Every line that contains "same" must be located and copied from the data.

───── Provided data ─────

PR #1188, opened 2016-10-23
Remove resticts name. Wtf, why exist this?! 

### LINKED ISSUE #1181: Remove plugin restricted names.
Just a simple suggestion, why Nukkit needs to block plugins that contains specific names?

https://github.com/Nukkit/Nukkit/blob/master/src/main/java/cn/nukkit/plugin/PluginManager.java#L172

It would be better if that was removed or at least changed to "equalsIgnoreCase".

And yes, I know PocketMine-MP also blocks those same names, but why block it?

NycuRO:
Fix #1181 .

Why exist this? E.g. plugin: MinecraftMarket . This works with Pokkit. Why is restricted plugin?

### DIFF
--- a/src/main/java/cn/nukkit/plugin/PluginManager.java
+++ b/src/main/java/cn/nukkit/plugin/PluginManager.java
@@ -169,12 +169,6 @@ public class PluginManager {
                         PluginDescription description = loader.getPluginDescription(file);
                         if (description != null) {
                             String name = description.getName();
-                            if (name.toLowerCase().contains("nukkit") || name.toLowerCase().contains("minecraft") || name.toLowerCase().contains("mojang")) {
-                                this.server.getLogger().error(this.server.getLanguage().translateString("nukkit.plugin.loadError", new String[]{name, "%nukkit.plugin.restrictedName"}));
-                                continue;
-                            } else if (name.contains(" ")) {
-                                this.server.getLogger().warning(this.server.getLanguage().translateString("nukkit.plugin.spacesDiscouraged", name));
-                            }
 
                             if (plugins.containsKey(name) || this.getPlugin(name) != null) {
                                 this.server.getLogger().error(this.server.getLanguage().translateString("nukkit.plugin.duplicateError", name));


Muqsit:
Maybe to prevent glitches such as the 'null' username bug that existed.

NycuRO:
@Muqsit Neh. More usefull without

NycuRO:
And wtf ,not exist plugin with null.

MrPowerGamerBR:
@Muqsit this affects plugin names, not player names.

Muqsit:
Isn't it a good thing? It can avoid present/future code conflicts.

NycuRO:
@Muqsit Is good without. Wtf man ,isn't player name. Is plugin name.

Not exist plugin without name == null man. Wtf. Why restrict?

MrPowerGamerBR:
@Muqsit why it would conflict? It is the plugin name.

If I create a plugin called "Minecraft", nothing will explode, it is just a restriction created in PM-MP for no reason.

Maybe exact names should be restricted, but why should restrict plugin that contains those names?

Example: If I create a plugin called "MinecraftRevolution", Nukkit blocks it because it contains the word "Minecraft".

Muqsit:
It's better to be left as it is than to argue over it I guess. Let someone Luke Pub4Game or MagicDroid share their opinion. :~

Snake1999:
:) 
For my personal opinion, names like "MojangPlugin" violated the name rights of mojang company. As some of our developers could push plugins into commercial uses, it could be our duty to protect name rights for mojang, for our projects won't have a DMCA takedown.

boy0001:
@Snake1999 
Actually, but enforcing certain plugin names it indicates that you are responsible for what plugins people use. I would think you'd much rather distance yourself and have whoever is running the server responsible for whatever they want to use Nukkit for. 

If you take it upon yourself to protect the rights of Mojang, it'll just make things more difficult than having the server operator responsible.

NycuRO:
@Snake1999 Wtf man. Add "Mojang" name not , Minecraft or other... In first time exist MinecraftMarket plugin :/

fromgate:
About Minecraft and Mojang: Guys, you just need to read EULA.

You can't use the word "Minecraft" in your product title if it placed in first position.
So if you name your plugin "MinecraftMarket" you break the EULA. But you can name it "Market for Minecraft" and this will be ok. 

And I think same for the word "Mojang".

But what about Nukkit? I think Nukkit team could choose any rules of "trademark usage". But I think there's no reason to forbid usage of the word "Nukkit", because lot of plugins will transfer from other system. And normal solution is to add word "Nukkit" to determine that this plugins is created for Nukkit. For example: NukkitLaser, NukkitReactions, NukkitPEX etc.

NycuRO:
@fromgate MinecraftMarket isn't my plugin. Is plugin comercial for PC. With pokkit,this plugin work: https://www.minecraftmarket.com/

PR #1193, opened 2016-10-24
0.16 Update (Part1, 2, 3, 4....) Now we can join the pure server. Have a lot of bugs. Hope you to fix them.

boybook:
0.16 Update (Part1, 2, 3, 4....) based of https://github.com/yescallop/Nukkit/tree/0.16

Now we can join the pure server.
Have a lot of bugs:
1. Client may stuck when joining the server (Because of the map? the EntityData?).
2. Client will crash about UpdateBlockPacket about BinaryStream of SignedVarInt/SignedVarLong
3. Client sprint not works good.
4. The player list appears two identical our own name.
5. Abnormal bubbles show.
6. Incorrect json of command list (new in 0.16).
.......
Maybe because of the new VarInt/VarLong in Binary class.


boybook:
[ERROR] /home/ubuntu/Nukkit/src/main/java/cn/nukkit/utils/Binary.java:[5,33] package com.sun.javaws.exceptions does not exist
I will fix it tomorrow.

MrPowerGamerBR:
@boybook you shouldn't use com.sun.* packages, if you create something with the "com.sun.*" packages, you will only be able to run it with Oracle's JDK (OpenJDK will fail to run because of the missing packages)

Probably CircleCI/TravisCI uses OpenJDK, that's why it fails.

MrPowerGamerBR:
Forget what I said, just remove the ```import com.sun.javaws.exceptions.InvalidArgumentException;``` and it magically works.

I compiled and the client connects without any issues, so... 👍

boybook:
Sorry about it, I forgot removing the useless import...

Pub4Game:
@boybook great, but it should be do in 0.16.0 branch. @Sanke1999 I think you need revert it and create new branch "0.16.0" with this changers.

PR #1203, opened 2016-10-26
Better splash potion effect

Creeperface01:


Pub4Game:
From this moment on, write a full description of the changes, otherwise, I will just close the pull request

Creeperface01:
Its hard :D but i fixed splash area size + potion duration is decreased by distance between potion and player

File14:
Thanks, it was so weird before!

PR #1205, opened 2016-10-28
Validate horizontal and vertical movement separately

### LINKED ISSUE #420: Change how the "invalid movement" works.

boy0001:
- Vertical movement was already checked above: if (diffY >= -yS || diffY
<= yS)
- Fixes #420 

Alternative solution to #1128

### DIFF
--- a/src/main/java/cn/nukkit/Player.java
+++ b/src/main/java/cn/nukkit/Player.java
@@ -1248,9 +1248,9 @@ public class Player extends EntityHuman implements CommandSender, InventoryHolde
             }
 
             if (diffX != 0 || diffY != 0 || diffZ != 0) {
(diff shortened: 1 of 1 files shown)


MagicDroidX:
#1128 We are trying to find a solution for stairs and stabs and I wonder if this pull has made a solution?

boy0001:
@MagicDroidX 
#1128 would let you run fast if you are adjacent to slabs or stairs regardless of whether you are climbing them. It's also slow to check all the adjacent blocks each player move. The correct solution is to limit the vertical and horizontal movement separately.

PR #1208, opened 2016-10-29
Add block place sound

Creeperface01:
@Pub4Game Adding sound when player places a block

BTW why there still are already merged commits? o.O


MagicDroidX:
This may have to be reworked as we have updated to 0.16 ;D

Issue #1222, opened 2016-10-30
server doesn't stop


Creeperface01:
### Issue description

sometimes server doesn't stop properly.
There is this message in the console "Took too long to stop, server was killed forcefully!" but process is still running.. so server won't be started again.
### Steps to reproduce the issue

happens randomly
### OS and versions
- Nukkit: 1.0-SNAPSHOT
- OS: windows 10
- Device: HP
### Crashdump, backtrace or other files

> 20:21:45 [DEBUG] Disabling all plugins
> 
> 20:21:45 [INFO] Disabling Annihilation v1.0
> 
> 20:21:45 [INFO] [Annihilation] Annihilation disabled
> 
> 20:21:45 [INFO] Disabling GTCore v1.0
> 
> Took too long to stop, server was killed forcefully!
> - ...

Creeperface01:
and i can still send commands after this

MagicDroidX:
@boy0001 Maybe this is due to the new logger?

Creeperface01:
No it happened before too

Creeperface01:
Or when was new logger added?

boy0001:
About a day before you created this issue.

Creeperface01:
So its not the cause

Creeperface01:
But it happened again today, server stuck while stopping command reader thread, but wasnt stopped Only message appeared in the console

boybook:
It never happened on my computer. Mayne your plugins caused it?

Creeperface01:
Plugins can cause, commandReader cannot be interupted?

boy0001:
@Creeperface01 
Nukkit does the following on shutdown
 - Disable all plugins
 - Unload levels
 - Remove event handlers
 - Stopping tasks
 - Closing console
 - Stopping network interface
 - Disabling timings
 - Stopping threads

─────

**Reply**:
And yes, I know PocketMine-MP also blocks those same names, but why block it?
And I think same for the word "Mojang".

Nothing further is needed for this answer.